Не претендуя на то, что нижеприводимое краткое суждение о романе предотвратит появление "диссертаций" и "пародий" на него, хочется надеяться хотя бы на то, что "бросания" и "кидания" все-таки прекратятся.
Давным-давно прозвучали пророческие слова: "Пусть идёт время и приводит с собой новые потребности, новые идеи, пусть растет русское общество и обгоняет "Онегина": как бы далеко оно ни ушло, но всегда будет оно любить эту поэму, всегда будет останавливать на ней исполненный любви и благодарности взор…". Это единственно верный подход к великому произведению! Предсказание В.Г. Белинского сбылось: только за последнее время вышло несколько новых книг и более десятка статей, посвященных анализу романа "Евгений Онегин".
Пушкин писал свое произведение восемь лет – с 1823 по 1831 год. Его главы выходили в свет по мере окончания. Первая была напечатана в 1825 году С тех пор и до сегодняшнего времени роман не исчезает из поля зрения читателей и критики.
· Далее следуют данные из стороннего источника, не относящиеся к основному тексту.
PR #13554, opened 2026-06-18
fix(sdk): resolve symlinks when archiving embedded artifacts

### LINKED ISSUE #13533: [backend] Embedded Artifact does not resolve symlinks
### Environment

OpenshiftAI cluster installation
*  KFP version: **latest RHOAI**

*  KFP SDK version: **2.16.1**

```
kfp                                       2.16.1
kfp-components                            1.11.0      <editable_location>
kfp-kubernetes                            2.16.1
kfp-pipeline-spec                         2.16.0
kfp-server-api                            2.16.0
```

### Steps to reproduce

Minimal reproducible example

1) create files to be included as embedded artifacts
    ```sh
    # Setup: real file + symlinked directory
    mkdir -p /tmp/very_local_path
    echo "template content" > /tmp/very_local_path/template.txt

    mkdir -p /tmp/assets
    ln -s /tmp/very_local_path/template.txt /tmp/assets/template.txt
    ```

2) create the minimal component and pipeline using embedded artifact
    ```python
    from kfp import dsl, compiler
    from kfp.client import Client

    @dsl.component(
        base_image="python:3.12",
        embedded_artifact_path="/tmp/assets/template.txt",
    )
    def my_component(embedded_artifact: dsl.EmbeddedInput[dsl.Dataset]):
        print(embedded_artifact.path)  # this will still be a symlink making the component fail on cluster


    @dsl.pipeline
    def my_pipeline():
        my_component()

    compiler.Compiler().compile(my_pipeline, "pipeline.yaml")

    client = Client(host="https://<kfp-endpoint>")
    client.create_run_from_pipeline_package("pipeline.yaml")
    # RuntimeError: Failed to extract embedded archive
    ```

The compiled pipeline.yaml now contains a tar.gz archive where _template.txt_ is a symlink to _/tmp/very_local_path/template.txt_ instead of the actual file content.
At runtime this fails because _/tmp/very_local_path/_ does not exist inside the container.

### Expected result

An embedded artifact should contain the expected file's content.

### Materials and Reference

---

Priyanshu-u07:

Resolves symlinks when creating tar archives for embedded artifacts. Previously, `tarfile.open()` preserved symlinks in the archive, causing `RuntimeError: Failed to extract embedded archive` at runtime when the symlink target didn't exist inside the container.

Fixes #13533 
Changes:

- Added _safe_add_to_tar() helper that walks the artifact tree with controlled symlink resolution: Resolves the top-level `embedded_artifact_path`, Dereferences in-tree file symlinks and Rejects dangling, escaping, and cyclic symlinks (ancestor-based (`st_dev, st_ino`) cycle detection)

- Added `_get_archive()` test helper to extract and decompress the embedded archive from a compiled component
- Added regression tests: symlinked file, directory with in-tree symlink, cyclic symlink, nested escaping symlink, dangling symlink, and valid sibling symlink
- This fix only affects the SDK compile-time logic. The backend is unchanged

Note: The issue is labeled [backend] but the bug is in the Python SDK's archiving logic, not the backend API server.

### DIFF
--- a/sdk/python/kfp/dsl/component_factory.py
+++ b/sdk/python/kfp/dsl/component_factory.py
@@ -13,6 +13,7 @@
 # limitations under the License.
 import base64
 import dataclasses
+import errno
 import gzip
 import inspect
 import io
@@ -503,6 +504,73 @@ CONTAINERIZED_PYTHON_COMPONENT_COMMAND = [
 ]
 
 
+def _safe_add_to_tar(
+    tar: tarfile.TarFile,
+    root: pathlib.Path,
+    arcname: str = '.',
+) -> None:
+    """Add a file or directory to a tar archive with controlled symlink
+    resolution.
+
+    Resolves the top-level *root* path, then walks its contents:
+    - Regular files are added directly.
+    - In-tree file symlinks are dereferenced (archived as regular files).
+    - Dangling symlinks raise ``ValueError``.
+    - Files whose resolved path escapes the artifact tree raise
+      ``ValueError``.
+    - Directory symlinks are rejected unconditionally.
+
+    This helper operates on trusted local input and does not attempt to
+    enforce source-tree immutability against concurrent modification.
+    """
+    resolved_root = root.resolve()
+
+    if resolved_root.is_file():
+        tar.add(str(resolved_root), arcname=arcname)
+        return
+
+    if not resolved_root.is_dir():
+        raise ValueError(f'Embedded artifact path does not exist or is not a '
+                         f'file/directory: {root}')
+
+    def _walk(
+        current: pathlib.Path,
+        arc_prefix: str,
+    ) -> None:
+        try:
+            resolved = current.resolve(strict=True)
+        except RuntimeError:
+            raise ValueError(f'Symlink cycle detected at: {current}')
+        except OSError as e:
+            if e.errno == errno.ELOOP:
+                raise ValueError(f'Symlink cycle detected at: {current}')
+            if e.errno in (errno.ENOENT, errno.ENOTDIR):
+                raise ValueError(f'Dangling symlink: {current}')
+            raise
+
+        if resolved.is_dir():
+            if current != resolved:
+                raise ValueError(
+                    f'Directory symlinks are not supported: {current}')
+
+            tar.add(str(resolved), arcname=arc_prefix, recursive=False)
+            for child in sorted(resolved.iterdir()):
+                child_arc = (f'{arc_prefix}/{child.name}'
+                             if arc_prefix != '.' else child.name)
+                _walk(child, child_arc)
+        elif resolved.is_file():
+            try:
+                resolved.relative_to(resolved_root)
+            except ValueError:
+                raise ValueError(
+                    f'Path escapes artifact tree: {current} -> {resolved}')
+            tar.add(str(resolved), arcname=arc_prefix)
+        else:
+            raise ValueError(f'Unsupported file type: {current}')
+
+    _walk(resolved_root, arcname)
+
+
 def _get_command_and_args_for_lightweight_component(
     func: Callable,
     additional_funcs: Optional[List[Callable]] = None,
@@ -534,9 +602,9 @@ def _get_command_and_args_for_lightweight_component(
         buf = io.BytesIO()
         with tarfile.open(fileobj=buf, mode='w') as tar:
             if asset_path.is_dir():
-                tar.add(asset_path, arcname='.')
+                _safe_add_to_tar(tar, asset_path, arcname='.')
             else:
-                tar.add(asset_path, arcname=asset_path.name)
+                _safe_add_to_tar(tar, asset_path, arcname=asset_path.name)
 
         archive_bytes = buf.getvalue()
 
--- a/sdk/python/kfp/dsl/component_factory_test.py
+++ b/sdk/python/kfp/dsl/component_factory_test.py
@@ -411,5 +411,259 @@ class TestPythonEOLWarning(unittest.TestCase):
                 pass
 
 
+def _get_archive(component_fn):
+    """Extract the raw tar bytes from a compiled component's embedded
+    archive."""
+    import base64
+    import gzip
+
+    source = component_fn.component_spec.implementation.container.command[-1]
+    match = re.search(r"__KFP_EMBEDDED_ARCHIVE_B64\s*=\s*'([^']+)'", source)
+    if not match:
+        raise ValueError(
+            'Could not locate __KFP_EMBEDDED_ARCHIVE_B64 in compiled '
+            'component source.')
+    archive_b64 = match.group(1)
+
+    compressed = base64.b64decode(archive_b64.encode('ascii'))
+    return gzip.decompress(compressed)
+
+
+class TestEmbeddedArtifactSymlinkResolution(unittest.TestCase):
+    """Tests for #13533: embedded artifacts should resolve symlinks."""
+
+    def test_symlinked_file_is_dereferenced_in_archive(self):
+        """A symlinked file should be archived as a regular file, not a
+        symlink."""
+        import io
+        import os
+        import tarfile
+        import tempfile
+
+        with tempfile.TemporaryDirectory() as tmpdir:
+            real_dir = os.path.join(tmpdir, 'real')
+            os.makedirs(real_dir)
+            real_file = os.path.join(real_dir, 'data.txt')
+            with open(real_file, 'w') as f:
+                f.write('real content')
+
+            link_file = os.path.join(tmpdir, 'link.txt')
+            try:
+                os.symlink(real_file, link_file)
+            except OSError:
+                self.skipTest('Cannot create symlinks on this platform')
+
+            @component(
+                base_image='python:3.11',
+                embedded_artifact_path=link_file,
+                install_kfp_package=False,
+            )
+            def my_comp(cfg: dsl.EmbeddedInput[dsl.Dataset]):
+                pass
+
+            raw = _get_archive(my_comp)
+            with tarfile.open(fileobj=io.BytesIO(raw), mode='r') as tar:
+                members = tar.getmembers()
+                self.assertEqual(len(members), 1)
+                member = members[0]
+                self.assertFalse(member.issym(),
+                                 'Symlink was not dereferenced in archive')
+                self.assertFalse(member.islnk(),
+                                 'Hardlink was not dereferenced in archive')
+                self.assertTrue(member.isfile())
+                with tar.extractfile(member) as extracted:
+                    self.assertIsNotNone(extracted)
+                    self.assertEqual(extracted.read().decode(), 'real content')
+
+    def test_directory_with_symlinked_file_is_dereferenced(self):
+        """When a directory is embedded and it contains a symlinked file whose
+        target is inside the artifact tree, the archive should contain the real
+        file content."""
+        import io
+        import os
+        import tarfile
+        import tempfile
+
+        with tempfile.TemporaryDirectory() as tmpdir:
+            embed_dir = os.path.join(tmpdir, 'assets')
+            os.makedirs(embed_dir)
+
+            real_file = os.path.join(embed_dir, 'original.txt')
+            with open(real_file, 'w') as f:
+                f.write('original content')
+
+            link_in_dir = os.path.join(embed_dir, 'linked.txt')
+            try:
+                os.symlink(real_file, link_in_dir)
+            except OSError:
+                self.skipTest('Cannot create symlinks on this platform')
+
+            @component(
+                base_image='python:3.11',
+                embedded_artifact_path=embed_dir,
+                install_kfp_package=False,
+            )
+            def my_comp(cfg: dsl.EmbeddedInput[dsl.Dataset]):
+                pass
+
+            raw = _get_archive(my_comp)
+            with tarfile.open(fileobj=io.BytesIO(raw), mode='r') as tar:
+                members = tar.getmembers()
+                for member in members:
+                    self.assertFalse(
+                        member.issym(),
+                        f'Member {member.name} is still a symlink')
+                    self.assertFalse(
+                        member.islnk(),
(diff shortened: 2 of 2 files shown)


sdk/python/kfp/dsl/component_factory.py
```diff
@@ -532,7 +532,7 @@ def _get_command_and_args_for_lightweight_component(
             )
 
         buf = io.BytesIO()
-        with tarfile.open(fileobj=buf, mode='w') as tar:
+        with tarfile.open(fileobj=buf, mode='w', dereference=True) as tar:
```
jeffspahr: `dereference=True` applies to the entire recursive archive walk, not only to the explicitly selected file symlink. If an embedded directory contains a symlink to itself or an ancestor, compilation follows it repeatedly and fails with `ELOOP`/`ENAMETOOLONG`; a nested directory symlink can also silently pull files from outside the selected artifact tree into the compiled pipeline. Please use controlled symlink handling: resolve the top-level `embedded_artifact_path`; while walking a directory, dereference in-tree file symlinks, reject dangling or escaping links, and either reject directory symlinks or traverse them with inode-based cycle detection. Please add regression coverage for a cycle, a nested link escaping the root, and a dangling link. The implementation and tests belong in the two files this PR already changes, but this needs a helper plus tests, so it is not a safe one-line GitHub suggestion.

jeffspahr (changes requested):
The direct symlink case is worth supporting, but blanket recursive dereferencing needs safety boundaries before merge. Please resolve the inline finding and add regression coverage for cyclic and escaping nested symlinks.

sdk/python/kfp/dsl/component_factory_test.py
```diff
@@ -411,5 +411,237 @@ def foo():
...
+    """Extract the raw tar bytes from a compiled component's embedded
+    archive."""
+    import base64
+    import gzip
+
+    source = component_fn.component_spec.implementation.container.command[-1]
+    marker = "__KFP_EMBEDDED_ARCHIVE_B64 = '"
+    start = source.index(marker) + len(marker)
+    end = source.index("'", start)
+    archive_b64 = source[start:end]
```
jeffspahr: This force-push reintroduces the fixed-marker parsing that was already changed in response to the earlier resolved review thread. Please restore the resilient parsing and explicit failure; this suggestion is the previously reviewed form.

```suggestion
    match = re.search(r"__KFP_EMBEDDED_ARCHIVE_B64\s*=\s*'([^']+)'", source)
    if not match:
        raise ValueError(
            'Could not locate __KFP_EMBEDDED_ARCHIVE_B64 in compiled '
            'component source.')
    archive_b64 = match.group(1)
```

sdk/python/kfp/dsl/component_factory_test.py
```diff
@@ -411,5 +411,237 @@ def foo():
...
+                self.assertEqual(len(members), 1)
+                member = members[0]
+                self.assertFalse(member.issym(),
+                                 'Symlink was not dereferenced in archive')
+                self.assertFalse(member.islnk(),
+                                 'Hardlink was not dereferenced in archive')
+                self.assertTrue(member.isfile())
+                extracted = tar.extractfile(member)
+                self.assertIsNotNone(extracted)
+                self.assertEqual(extracted.read().decode(), 'real content')
```
jeffspahr: This also reintroduces the previously resolved unclosed extraction stream. Please keep the returned file object scoped to a context manager.

```suggestion
                with tar.extractfile(member) as extracted:
                    self.assertIsNotNone(extracted)
                    self.assertEqual(extracted.read().decode(), 'real content')
```

sdk/python/kfp/dsl/component_factory_test.py
```diff
@@ -411,5 +411,237 @@ def foo():
...
+                linked_member = next(
+                    (m for m in members
+                     if m.name.endswith('linked.txt')), None)
+                self.assertIsNotNone(
+                    linked_member,
+                    'linked.txt not found in archive')
+                extracted = tar.extractfile(linked_member)
+                self.assertIsNotNone(extracted)
+                self.assertEqual(extracted.read().decode(),
+                                 'original content')
```
jeffspahr: Please restore the same context-managed extraction here as well.

```suggestion
                with tar.extractfile(linked_member) as extracted:
                    self.assertIsNotNone(extracted)
                    self.assertEqual(extracted.read().decode(),
                                     'original content')
```

jeffspahr (changes requested):
The controlled archive walker addresses the prior symlink-safety feedback, and all 29 focused tests pass. I found no remaining production correctness issue. Before approval, please fix the deterministic YAPF and docformatter failures on this head and restore the previously resolved test-helper cleanups below. Once those checks are green and the inline comments are addressed, this looks ready.

sdk/python/kfp/dsl/component_factory.py
Priyanshu-u07: Done

sdk/python/kfp/dsl/component_factory_test.py
Priyanshu-u07: Done

sdk/python/kfp/dsl/component_factory_test.py
Priyanshu-u07: Done

sdk/python/kfp/dsl/component_factory_test.py
Priyanshu-u07: Done

Priyanshu-u07:
Thanks for the review @jeffspahr! I've addressed all your review comments, updated PR description and fixed the CI failures. PTAL.

jeffspahr (approved):
Re-reviewed at b5b2221307f6da728c27788930b2ac8574a20810. No actionable findings. The controlled symlink traversal, cycle/escape/dangling coverage, resilient archive parsing, and context-managed extraction streams are all in place. All 29 focused tests and pinned local formatting checks pass, and GitHub CI is green.

jeffspahr:
Needs an /approve from @mprahl @droctothorpe @zazulam

sdk/python/kfp/dsl/component_factory.py
```diff
@@ -503,6 +503,75 @@ def parse_docstring_with_return_as_args(
...
+    if not resolved_root.is_dir():
+        raise ValueError(f'Embedded artifact path does not exist or is not a '
+                         f'file/directory: {root}')
+
+    def _walk(
+        current: pathlib.Path,
+        arc_prefix: str,
+        ancestors: frozenset,
+    ) -> None:
+        resolved = current.resolve()
```
jeffspahr: **[P2] Normalize direct symlink-loop failures across supported Python versions**

`current.resolve()` runs before the inode-cycle check. On Python 3.9–3.12, a self-referential or mutual symlink loop such as `a -> b -> a` raises an uncaught `RuntimeError` here, so the helper does not uphold its documented behavior that cycles raise `ValueError`. On Python 3.13, the same graph resolves to an unresolved path and is instead classified as dangling. The existing `loop -> ancestor directory` test resolves successfully and does not cover this case.

Please add a direct/self-referential symlink-loop regression test and normalize the resolution failure so cycle handling is consistent across supported Python versions.

jeffspahr (commented):
One additional symlink-cycle edge case is not handled consistently across the SDK's supported Python versions.

sdk/python/kfp/dsl/component_factory.py
Priyanshu-u07: Done, wrapped `resolve()` in `try/except RuntimeError` to normalize cycle handling across Python 3.9–3.13 and added `test_self_referential_symlink_raises_error` regression test. PTAL.

sdk/python/kfp/dsl/component_factory.py
```diff
@@ -503,6 +503,78 @@ def parse_docstring_with_return_as_args(
...
+        raise ValueError(f'Embedded artifact path does not exist or is not a '
+                         f'file/directory: {root}')
+
+    def _walk(
+        current: pathlib.Path,
+        arc_prefix: str,
+        ancestors: frozenset,
+    ) -> None:
+        try:
+            resolved = current.resolve()
```
jeffspahr: **[P2] Keep cycle classification consistent on Python 3.13**

Non-strict `current.resolve()` only raises `RuntimeError` for this graph on older supported Python versions. On Python 3.13, a self-referential link resolves to the unresolved path, so the subsequent `exists()` check reports it as `Dangling symlink` rather than a cycle. The new test permits either `cycle` or `dangling` despite its docstring promising consistent cycle handling. Please use strict resolution and distinguish `ELOOP` from a genuinely missing target, or otherwise normalize this case so cycles are classified consistently across supported Python versions.

jeffspahr (commented):
The original uncaught-exception path is fixed and the focused/CI coverage is green. One cross-version cycle-classification issue remains inline.

sdk/python/kfp/dsl/component_factory.py
```diff
@@ -503,6 +503,78 @@ def parse_docstring_with_return_as_args(
...
+            st = resolved.stat()
+            key = (st.st_dev, st.st_ino)
+            if key in ancestors:
+                raise ValueError(f'Symlink cycle detected at: {current}')
+
+            if current.is_symlink():
+                try:
+                    resolved.relative_to(resolved_root)
+                except ValueError:
+                    raise ValueError(f'Symlink escapes artifact tree: '
```
jeffspahr: **[P2] Reject nested directory aliases instead of recursively following them**

`Path.is_symlink()` does not identify Windows directory junctions, so an out-of-tree junction can resolve to a directory and skip this containment branch entirely. Even for contained POSIX symlinks, ancestor-only inode tracking prevents cycles but permits acyclic link DAGs to multiply traversal and archive size exponentially. Since directory aliases are not necessary to fix the original file-symlink bug, the safer policy is to reject any nested directory whose canonical path differs from the path encountered during the walk.

```suggestion
            if current != resolved:
                raise ValueError(
                    f'Directory symlinks are not supported: {current}')
```

jeffspahr (commented):
Security conclusion: following contained file symlinks is reasonable for a trusted, stable local compile-time source tree. I do not think this helper should attempt to enforce source-tree immutability; race-proof enforcement would require a filesystem snapshot or descriptor/handle-relative traversal and is disproportionate here, especially because compilation already executes the user's Python code.

Nested directory-link traversal is different: it creates avoidable static risks. Windows junctions are not reported by `Path.is_symlink()`, so they can bypass the current containment branch, and ancestor-only cycle detection still permits acyclic link DAGs to amplify traversal combinatorially. I recommend rejecting nested directory aliases, applying containment independently of link-type detection for files, and adding entry/byte/depth limits as defense in depth. The helper should be documented as operating on trusted local input, not as a boundary against a hostile concurrent filesystem writer.

Separately, explicitly using tarfile's `data` extraction filter where the runtime supports it would be worthwhile defense in depth, but that can be handled outside this focused traversal fix.

sdk/python/kfp/dsl/component_factory.py
```diff
@@ -503,6 +503,78 @@ def parse_docstring_with_return_as_args(
...
+                child_arc = (f'{arc_prefix}/{child.name}'
+                             if arc_prefix != '.' else child.name)
+                _walk(child, child_arc, child_ancestors)
+        elif resolved.is_file():
+            if current.is_symlink():
+                try:
+                    resolved.relative_to(resolved_root)
+                except ValueError:
+                    raise ValueError(f'Symlink escapes artifact tree: '
+                                     f'{current} -> {resolved}')
```
jeffspahr: **[P2] Enforce file containment independently of link detection**

Containment is the security invariant; whether the platform classifies the encountered path as a symbolic link should not decide whether it is checked. Applying the resolved-path check to every file also covers additional reparse-point behavior without weakening regular-file handling.

```suggestion
            try:
                resolved.relative_to(resolved_root)
            except ValueError:
                raise ValueError(
                    f'Path escapes artifact tree: {current} -> {resolved}')
```

sdk/python/kfp/dsl/component_factory.py
Priyanshu-u07: Done, switched to `resolve(strict=True)` and added `errno.ELOOP` handling so cycles are consistently classified across Python 3.9–3.13.

sdk/python/kfp/dsl/component_factory.py
Priyanshu-u07: Done

sdk/python/kfp/dsl/component_factory.py
Priyanshu-u07: Done

jeffspahr (commented):
The prior cycle-normalization and security feedback is otherwise addressed, and the focused tests plus GitHub CI are green. One filesystem error-classification issue remains inline.

sdk/python/kfp/dsl/component_factory.py
```diff
@@ -503,6 +504,71 @@ def parse_docstring_with_return_as_args(
...
+        arc_prefix: str,
+    ) -> None:
+        try:
+            resolved = current.resolve(strict=True)
+        except RuntimeError:
+            raise ValueError(f'Symlink cycle detected at: {current}')
+        except OSError as e:
+            if e.errno == errno.ELOOP:
+                raise ValueError(f'Symlink cycle detected at: {current}')
+            raise ValueError(f'Dangling symlink: {current}')
```
jeffspahr: **[P2] Preserve non-dangling filesystem errors**

This converts every strict-resolution failure other than `ELOOP` into `ValueError("Dangling symlink")`, including permission, I/O, and path-length failures. I reproduced this with a symlink into an unreadable directory: compilation reported a dangling link instead of the underlying `PermissionError`. Please classify only missing/invalid targets as dangling and propagate other `OSError` values so users retain the actionable cause.

```suggestion
        except OSError as e:
            if e.errno == errno.ELOOP:
                raise ValueError(f'Symlink cycle detected at: {current}')
            if e.errno in (errno.ENOENT, errno.ENOTDIR):
                raise ValueError(f'Dangling symlink: {current}')
            raise
```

И не только в нашей стране: в 1964 году в Нью-Йорке вышел в свет четырехтомный комментарий к "Евгению Онегину" В.В. Набокова, в 1983 году в Лондоне был опубликован очередной новый перевод романа на английский язык и т. д., и т. п.
События, описанные в произведении Пушкина, ничего, казалось бы, необычного в себе не содержат. Молодой петербургский дворянин, промотав в светских развлечениях остатки состояния, едет в деревню в надежде на наследство умирающего дяди. Его соседом по имению оказывается молодой помещик Владимир Ленский, познакомивший Онегина с семейством Лариных. Старшая из сестер, Татьяна, влюбилась в Онегина и написала ему письмо-признание. Между тем Онегин и Ленский поссорились. Произошла дуэль, на которой Ленский погиб. Отвергнув чувства Татьяны, Онегин уезжает путешествовать. Прошло несколько лет. В Петербурге Онегин вновь встречает Татьяну. Теперь он объясняется ей в любви, но в ответ слышит:
Я Вас люблю (к чему лукавить?),
Но я другому отдана;
Я буду век ему верна.
На этой безысходной трагической ноте Пушкин завершает своё повествование.
В чем же секрет произведения, обеспечивающий постоянный интерес к нему и завидное долголетие? Ответ на этот вопрос многое проясняет в интересующей нас проблеме.